_WHAT THIS TASK INVOLVES_
Scan the data beneath this task and copy each line that includes "higher".
Top of SUPPLIED DATA
PR #8796, opened 2023-07-07
Use Cruise control only on Kafka broker nodes when running in KRaft mode

scholzj:
### Type of change

- Enhancement / new feature

### Description

When running in KRaft mode, we currently configure all nodes in Cruise Control capacity configuration even through the controller-only nodes do not really host any regular topics and don't have anything to rebalance. This PR updates the way we configure the Cruise Control capacity to include only the Kafka nodes with the broker-role. It does so by passing only the broker node information to Cruise Control where possible (since nobody else uses it and it does not need the controller info, so we safe some memory).

It also configures the Cruise Control metric reporters only on the broker nodes to not have them started / running on the cntroller-only nodes.

### Checklist

- [x] Write tests

### DIFF
--- a/cluster-operator/src/main/java/io/strimzi/operator/cluster/model/cruisecontrol/CruiseControlMetricsReporter.java
+++ b/cluster-operator/src/main/java/io/strimzi/operator/cluster/model/cruisecontrol/CruiseControlMetricsReporter.java
@@ -16,7 +16,7 @@ import io.strimzi.operator.cluster.operator.resource.cruisecontrol.CruiseControl
  * @param topicName             Name of the Metrics Reporter topic
  * @param numPartitions         Number of partitions of the Metrics Reporter topic
  * @param replicationFactor     Replication factor of the Metrics Reporter topic
- * @param minInSyncReplicas     Minimal number of in sync replicas in the of the metrics reporter topic
+ * @param minInSyncReplicas     Minimal number of in sync replicas of the metrics reporter topic
  */
 public record CruiseControlMetricsReporter(String topicName, Integer numPartitions, Integer replicationFactor, Integer minInSyncReplicas) {
     // Configuration field names
@@ -101,7 +101,7 @@ public record CruiseControlMetricsReporter(String topicName, Integer numPartitio
                 throw new IllegalArgumentException(
                         "The Cruise Control metric topic minISR was set to a value (" + userConfiguredMinInSync + ") " +
                                 "which is higher than the number of replicas for that topic (" + configuredCcReplicationFactor + "). " +
-                                "Please ensure that the CC metrics topic minISR is <= to the topic's replication factor."
+                                "Please ensure that the Cruise Control metrics topic minISR is <= to the topic's replication factor."
                 );
             }
         }
--- a/cluster-operator/src/main/java/io/strimzi/operator/cluster/model/cruisecontrol/CruiseControlMetricsReporter.java
+++ b/cluster-operator/src/main/java/io/strimzi/operator/cluster/model/cruisecontrol/CruiseControlMetricsReporter.java
@@ -1,0 +1,109 @@
+/*
+ * Copyright Strimzi authors.
+ * License: Apache License 2.0 (see the file LICENSE or http://apache.org/licenses/LICENSE-2.0.html).
+ */
+package io.strimzi.operator.cluster.model.cruisecontrol;
+
+import io.strimzi.api.kafka.model.Kafka;
+import io.strimzi.operator.cluster.model.InvalidResourceException;
+import io.strimzi.operator.cluster.model.KafkaConfiguration;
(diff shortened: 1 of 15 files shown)


kyguy (commented):
Should we disable the Cruise Control metric reporter for the controller nodes as part of this PR as well? [1]

[1] https://github.com/strimzi/strimzi-kafka-operator/blob/main/cluster-operator/src/main/java/io/strimzi/operator/cluster/model/KafkaCluster.java#L326

scholzj:
@kyguy I think that would make sense, but would need a much bigger redesign of how it is configured. So it should be probably left for another PR.

kyguy:
With the Cruise Control metric reporters left in the controller nodes, we may need to add a default broker capacity entry in the Capacity class [1]
```
// Default broker entry
BrokerCapacity defaultBrokerCapacity = new BrokerCapacity(BrokerCapacity.DEFAULT_BROKER_ID, cpu, disk, inboundNetwork, outboundNetwork);
capacityEntries.put(BrokerCapacity.DEFAULT_BROKER_ID, defaultBrokerCapacity);
```
Cruise Control may crash if there are metrics being reported for Kafka nodes that don't have capacity entries defined. The default broker entry would help us avoid this problem (should it exist) until we remove the metric reporters. We will know more when the ST pass or not!

[1] https://github.com/strimzi/strimzi-kafka-operator/blob/main/cluster-operator/src/main/java/io/strimzi/operator/cluster/model/cruisecontrol/Capacity.java#L358

scholzj:
It worked fine in my tests - it simply completely ignored the controller brokers.

ppatierno (approved):
I am fine with this change because STs passed, because I had the same fear as Kyle about the Cruise Control behaviour.
Would you mind to open a GitHub issue to track removing metrics reporter from controller nodes?

scholzj:
@kyguy @ppatierno The next release is soon. So maybe it's better to not do only half of it. I reworked the configuration as well. The code is not completely nice because of how it mixes the user configuration and the Cruise Control configuration. But this is mainly driven by the _API_. Please have another look.

kyguy (approved):
>  I reworked the configuration as well. The code is not completely nice because of how it mixes the user configuration and the Cruise Control configuration. But this is mainly driven by the API. Please have another look.

Looks great Jakub, I understand what you mean about the user and cruise configuration but I don't think there is any better way of doing it, thanks for sorting this out, I nervous about the metric reporters on the controller nodes causing issues

cluster-operator/src/main/java/io/strimzi/operator/cluster/model/cruisecontrol/CruiseControlMetricsReporter.java
```diff
@@ -0,0 +1,109 @@
...
+import io.strimzi.operator.cluster.operator.resource.cruisecontrol.CruiseControlConfigurationParameters;
+
+
+/**
+ * Represents a model for the Cruise Control Metrics Reporter
+ *
+ * @param topicName             Name of the Metrics Reporter topic
+ * @param numPartitions         Number of partitions of the Metrics Reporter topic
+ * @param replicationFactor     Replication factor of the Metrics Reporter topic
+ * @param minInSyncReplicas     Minimal number of in sync replicas in the of the metrics reporter topic
```
ppatierno, line 19:
```suggestion
 * @param minInSyncReplicas     Minimal number of in sync replicas of the metrics reporter topic
```

cluster-operator/src/main/java/io/strimzi/operator/cluster/model/cruisecontrol/CruiseControlMetricsReporter.java
```diff
@@ -0,0 +1,109 @@
...
+        }
+
+        if (minInSyncReplicas == null) { // When it is null, we validate the value from the user configuration
+            int userConfiguredMinInSync = Integer.parseInt(configuration.getConfigOption(CruiseControlConfigurationParameters.METRICS_TOPIC_MIN_ISR.getValue()));
+            int configuredCcReplicationFactor = replicationFactor != null ? replicationFactor : Integer.parseInt(configuration.getConfigOption(CruiseControlConfigurationParameters.METRICS_TOPIC_REPLICATION_FACTOR.getValue()));
+            if (userConfiguredMinInSync > configuredCcReplicationFactor) {
+                throw new IllegalArgumentException(
+                        "The Cruise Control metric topic minISR was set to a value (" + userConfiguredMinInSync + ") " +
+                                "which is higher than the number of replicas for that topic (" + configuredCcReplicationFactor + "). " +
+                                "Please ensure that the CC metrics topic minISR is <= to the topic's replication factor."
```
ppatierno, line 104:
```suggestion
                                "Please ensure that the Cruise Control metrics topic minISR is <= to the topic's replication factor."
```

ppatierno (approved):
Thanks Jakub, just a couple of nits but LGTM.

PR #8808, opened 2023-07-10
Set the constructor and handler method used for test as package private

ppatierno:
Trivial PR to set a package protected the `KafkaAgent` ctor used for testing. It doesn't need to be public.


scholzj (approved):

ppatierno:
I actually made the same change for the method returning the handler for the Jetty server.

PR #8810, opened 2023-07-10
Remove reliance on TestcontainersKafkaCluster in topic operator tests.

k-wall:
### Type of change

_Select the type of your PR_

- Refactoring

### Description

Change the Topic Operator tests that use `TestcontainersKafkaCluster` explicitly to use a default `KafkaCluster` instead.  This will mean, by default, they use in-VM kafka(s) rather than use the containerized native binaries.

Why: we don't have multi-arch container image available for the kafka native and zookeeper native image, so this is causing a problem with Strimzi's release pipeline. This change avoids the dependency.

### Checklist

- [ ] Write tests
- [ ] Update documentation
- [ ] Update CHANGELOG.md


k-wall:
As far as I can tell, the tests themselves don't actually rely on kafka being run with a container.  As these tests use > broker, I suspect the motivation for using it was the speed improvement.

ppatierno (approved):
LGTM. Assuming it works for #8801

scholzj (approved):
Bottom of SUPPLIED DATA
_SOLUTION TO THIS EXERCISE_
                                 "which is higher than the number of replicas for that topic (" + configuredCcReplicationFactor + "). " +
+                                "which is higher than the number of replicas for that topic (" + configuredCcReplicationFactor + "). " +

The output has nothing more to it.